> _WORK TO COMPLETE_: Every line below that holds the string "path" must be copied.

Stored items
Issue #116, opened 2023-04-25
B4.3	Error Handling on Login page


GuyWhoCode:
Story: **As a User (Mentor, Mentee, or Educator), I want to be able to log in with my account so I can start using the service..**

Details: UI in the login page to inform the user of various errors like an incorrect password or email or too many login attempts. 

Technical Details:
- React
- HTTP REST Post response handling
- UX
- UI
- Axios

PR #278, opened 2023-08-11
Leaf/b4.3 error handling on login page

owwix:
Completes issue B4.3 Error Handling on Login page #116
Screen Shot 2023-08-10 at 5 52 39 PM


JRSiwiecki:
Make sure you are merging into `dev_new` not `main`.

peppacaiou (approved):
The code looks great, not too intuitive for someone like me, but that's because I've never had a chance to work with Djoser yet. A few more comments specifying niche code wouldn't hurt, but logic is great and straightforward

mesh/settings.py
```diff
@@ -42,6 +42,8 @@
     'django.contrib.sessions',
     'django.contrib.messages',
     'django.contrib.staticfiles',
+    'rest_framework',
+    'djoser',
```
==
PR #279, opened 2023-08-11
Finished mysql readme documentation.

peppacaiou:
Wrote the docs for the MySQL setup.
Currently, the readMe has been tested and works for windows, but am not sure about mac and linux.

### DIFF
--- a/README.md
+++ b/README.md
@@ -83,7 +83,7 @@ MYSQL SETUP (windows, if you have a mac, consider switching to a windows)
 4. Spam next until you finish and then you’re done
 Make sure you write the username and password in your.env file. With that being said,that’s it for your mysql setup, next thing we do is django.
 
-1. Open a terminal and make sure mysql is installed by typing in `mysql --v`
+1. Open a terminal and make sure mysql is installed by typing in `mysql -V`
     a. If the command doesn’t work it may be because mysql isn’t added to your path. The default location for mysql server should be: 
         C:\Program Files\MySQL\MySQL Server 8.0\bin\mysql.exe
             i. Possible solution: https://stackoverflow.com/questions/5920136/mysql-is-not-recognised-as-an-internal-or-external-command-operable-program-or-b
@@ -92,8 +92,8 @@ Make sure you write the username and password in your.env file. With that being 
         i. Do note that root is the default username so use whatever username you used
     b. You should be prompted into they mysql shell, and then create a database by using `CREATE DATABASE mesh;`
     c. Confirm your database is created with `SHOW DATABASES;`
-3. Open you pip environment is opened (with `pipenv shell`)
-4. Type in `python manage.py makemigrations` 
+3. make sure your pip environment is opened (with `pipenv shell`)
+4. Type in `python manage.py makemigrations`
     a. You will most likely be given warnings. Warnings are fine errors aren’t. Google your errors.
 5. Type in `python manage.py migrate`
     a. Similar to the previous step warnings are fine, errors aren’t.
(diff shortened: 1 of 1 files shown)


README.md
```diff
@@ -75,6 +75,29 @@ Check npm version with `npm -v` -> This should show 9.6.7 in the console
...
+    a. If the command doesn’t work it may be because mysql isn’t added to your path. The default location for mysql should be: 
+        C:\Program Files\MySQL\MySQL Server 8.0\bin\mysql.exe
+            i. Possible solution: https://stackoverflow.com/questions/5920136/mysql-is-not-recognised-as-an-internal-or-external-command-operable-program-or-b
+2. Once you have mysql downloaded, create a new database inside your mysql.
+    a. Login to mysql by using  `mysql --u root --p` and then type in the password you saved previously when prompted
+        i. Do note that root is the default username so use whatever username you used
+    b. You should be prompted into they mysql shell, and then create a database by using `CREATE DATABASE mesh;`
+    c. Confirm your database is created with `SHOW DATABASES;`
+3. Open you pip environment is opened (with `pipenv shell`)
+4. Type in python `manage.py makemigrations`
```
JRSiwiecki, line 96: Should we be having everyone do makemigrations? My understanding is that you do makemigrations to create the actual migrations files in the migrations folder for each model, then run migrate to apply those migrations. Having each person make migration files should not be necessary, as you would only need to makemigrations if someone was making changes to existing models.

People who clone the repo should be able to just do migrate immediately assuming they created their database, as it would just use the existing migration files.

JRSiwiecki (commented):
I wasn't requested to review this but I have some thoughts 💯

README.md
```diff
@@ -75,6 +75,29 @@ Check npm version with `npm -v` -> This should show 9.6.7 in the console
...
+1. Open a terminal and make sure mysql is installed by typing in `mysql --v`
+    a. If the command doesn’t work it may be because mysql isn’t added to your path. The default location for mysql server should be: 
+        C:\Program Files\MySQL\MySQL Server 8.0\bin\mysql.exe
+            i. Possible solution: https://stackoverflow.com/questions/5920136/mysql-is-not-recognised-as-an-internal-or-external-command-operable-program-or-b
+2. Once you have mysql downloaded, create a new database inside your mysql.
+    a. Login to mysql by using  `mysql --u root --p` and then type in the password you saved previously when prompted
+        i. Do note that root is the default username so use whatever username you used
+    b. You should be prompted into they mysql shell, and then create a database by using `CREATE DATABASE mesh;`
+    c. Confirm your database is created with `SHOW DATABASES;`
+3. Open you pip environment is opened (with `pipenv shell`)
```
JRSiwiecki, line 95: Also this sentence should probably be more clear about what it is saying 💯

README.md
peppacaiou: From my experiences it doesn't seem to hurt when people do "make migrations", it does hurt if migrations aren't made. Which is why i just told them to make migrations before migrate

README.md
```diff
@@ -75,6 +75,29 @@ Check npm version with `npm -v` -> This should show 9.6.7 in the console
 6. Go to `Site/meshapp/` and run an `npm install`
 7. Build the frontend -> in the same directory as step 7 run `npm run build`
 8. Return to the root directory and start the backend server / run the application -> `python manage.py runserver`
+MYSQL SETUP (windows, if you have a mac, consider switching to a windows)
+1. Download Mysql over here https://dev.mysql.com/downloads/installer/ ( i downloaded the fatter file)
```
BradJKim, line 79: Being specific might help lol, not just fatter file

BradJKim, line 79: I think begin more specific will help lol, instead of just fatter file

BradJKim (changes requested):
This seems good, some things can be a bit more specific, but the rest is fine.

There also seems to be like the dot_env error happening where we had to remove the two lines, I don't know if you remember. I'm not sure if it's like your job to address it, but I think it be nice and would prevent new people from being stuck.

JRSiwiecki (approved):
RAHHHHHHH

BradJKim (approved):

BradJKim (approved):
* * *
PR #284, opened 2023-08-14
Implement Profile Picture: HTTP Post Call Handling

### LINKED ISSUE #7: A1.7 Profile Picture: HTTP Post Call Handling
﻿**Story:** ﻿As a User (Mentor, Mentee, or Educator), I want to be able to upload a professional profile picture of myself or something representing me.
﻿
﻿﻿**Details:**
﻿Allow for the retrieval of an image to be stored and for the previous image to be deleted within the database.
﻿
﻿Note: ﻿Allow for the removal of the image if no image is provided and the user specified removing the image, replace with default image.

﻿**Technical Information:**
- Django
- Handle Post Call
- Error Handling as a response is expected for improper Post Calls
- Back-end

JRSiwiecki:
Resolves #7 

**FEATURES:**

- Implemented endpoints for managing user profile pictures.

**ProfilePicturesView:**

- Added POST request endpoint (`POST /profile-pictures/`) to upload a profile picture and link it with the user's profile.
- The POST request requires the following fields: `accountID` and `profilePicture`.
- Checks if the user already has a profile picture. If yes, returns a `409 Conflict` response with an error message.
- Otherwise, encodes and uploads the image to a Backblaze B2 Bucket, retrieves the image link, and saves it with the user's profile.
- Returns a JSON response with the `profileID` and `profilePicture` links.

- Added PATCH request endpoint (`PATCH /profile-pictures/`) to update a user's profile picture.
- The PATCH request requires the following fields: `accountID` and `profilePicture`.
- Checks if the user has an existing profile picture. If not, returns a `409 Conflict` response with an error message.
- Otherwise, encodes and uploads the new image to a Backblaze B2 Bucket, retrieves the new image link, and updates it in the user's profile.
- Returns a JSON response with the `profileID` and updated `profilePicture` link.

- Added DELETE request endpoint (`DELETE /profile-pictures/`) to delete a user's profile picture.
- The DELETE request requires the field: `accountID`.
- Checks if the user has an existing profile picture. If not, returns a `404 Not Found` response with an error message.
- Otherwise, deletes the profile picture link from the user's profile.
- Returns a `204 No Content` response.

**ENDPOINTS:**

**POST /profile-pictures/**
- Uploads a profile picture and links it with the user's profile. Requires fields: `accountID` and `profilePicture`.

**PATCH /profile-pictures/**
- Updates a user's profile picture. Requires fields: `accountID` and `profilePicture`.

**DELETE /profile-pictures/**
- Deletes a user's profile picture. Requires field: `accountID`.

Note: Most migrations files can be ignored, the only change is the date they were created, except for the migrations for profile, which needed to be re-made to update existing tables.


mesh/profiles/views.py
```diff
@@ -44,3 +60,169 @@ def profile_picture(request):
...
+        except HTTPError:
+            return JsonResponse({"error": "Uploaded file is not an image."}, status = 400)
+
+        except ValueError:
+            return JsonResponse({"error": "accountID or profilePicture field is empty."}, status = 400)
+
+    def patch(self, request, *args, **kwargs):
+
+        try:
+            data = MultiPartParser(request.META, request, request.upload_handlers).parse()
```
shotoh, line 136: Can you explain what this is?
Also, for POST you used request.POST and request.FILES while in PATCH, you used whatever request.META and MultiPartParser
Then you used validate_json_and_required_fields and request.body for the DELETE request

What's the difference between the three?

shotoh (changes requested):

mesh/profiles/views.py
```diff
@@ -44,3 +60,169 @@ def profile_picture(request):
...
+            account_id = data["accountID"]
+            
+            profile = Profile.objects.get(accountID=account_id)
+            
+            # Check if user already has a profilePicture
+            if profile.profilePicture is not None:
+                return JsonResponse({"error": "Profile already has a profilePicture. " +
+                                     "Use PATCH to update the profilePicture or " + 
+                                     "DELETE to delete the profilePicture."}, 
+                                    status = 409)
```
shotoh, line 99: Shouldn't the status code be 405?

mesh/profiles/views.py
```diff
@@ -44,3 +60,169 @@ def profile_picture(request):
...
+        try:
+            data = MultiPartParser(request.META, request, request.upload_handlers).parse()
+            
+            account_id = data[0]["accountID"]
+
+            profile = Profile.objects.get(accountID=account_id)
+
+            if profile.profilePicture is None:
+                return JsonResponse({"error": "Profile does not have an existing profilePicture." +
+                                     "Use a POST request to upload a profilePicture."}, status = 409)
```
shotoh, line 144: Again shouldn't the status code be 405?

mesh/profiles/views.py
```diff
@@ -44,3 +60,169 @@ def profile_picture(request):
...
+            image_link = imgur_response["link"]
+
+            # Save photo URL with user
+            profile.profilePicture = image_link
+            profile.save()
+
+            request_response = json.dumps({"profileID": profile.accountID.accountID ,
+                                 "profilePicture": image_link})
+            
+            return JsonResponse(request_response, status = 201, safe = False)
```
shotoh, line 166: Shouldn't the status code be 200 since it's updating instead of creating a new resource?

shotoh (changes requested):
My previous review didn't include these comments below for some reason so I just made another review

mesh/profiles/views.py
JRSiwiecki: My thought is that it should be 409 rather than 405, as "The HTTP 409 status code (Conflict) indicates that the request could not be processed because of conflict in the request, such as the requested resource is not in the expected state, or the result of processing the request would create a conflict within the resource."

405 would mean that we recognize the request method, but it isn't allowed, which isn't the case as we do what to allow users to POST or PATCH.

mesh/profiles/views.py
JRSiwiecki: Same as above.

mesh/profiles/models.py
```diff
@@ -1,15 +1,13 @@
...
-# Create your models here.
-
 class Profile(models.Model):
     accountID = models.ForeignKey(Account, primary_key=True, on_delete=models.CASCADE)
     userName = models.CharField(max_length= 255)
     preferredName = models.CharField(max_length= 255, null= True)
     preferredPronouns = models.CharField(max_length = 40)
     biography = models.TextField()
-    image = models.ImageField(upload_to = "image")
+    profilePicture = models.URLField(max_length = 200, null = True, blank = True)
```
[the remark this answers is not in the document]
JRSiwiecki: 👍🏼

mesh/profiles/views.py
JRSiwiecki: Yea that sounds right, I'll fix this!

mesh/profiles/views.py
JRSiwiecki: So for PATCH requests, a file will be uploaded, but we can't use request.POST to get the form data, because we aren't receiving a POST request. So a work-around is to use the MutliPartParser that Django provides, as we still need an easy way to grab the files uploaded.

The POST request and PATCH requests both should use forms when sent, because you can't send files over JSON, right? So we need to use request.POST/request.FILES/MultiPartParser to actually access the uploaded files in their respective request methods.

> _FINAL ANSWER_:
     a. If the command doesn’t work it may be because mysql isn’t added to your path. The default location for mysql server should be: 
+    a. If the command doesn’t work it may be because mysql isn’t added to your path. The default location for mysql should be: 
+    a. If the command doesn’t work it may be because mysql isn’t added to your path. The default location for mysql server should be: 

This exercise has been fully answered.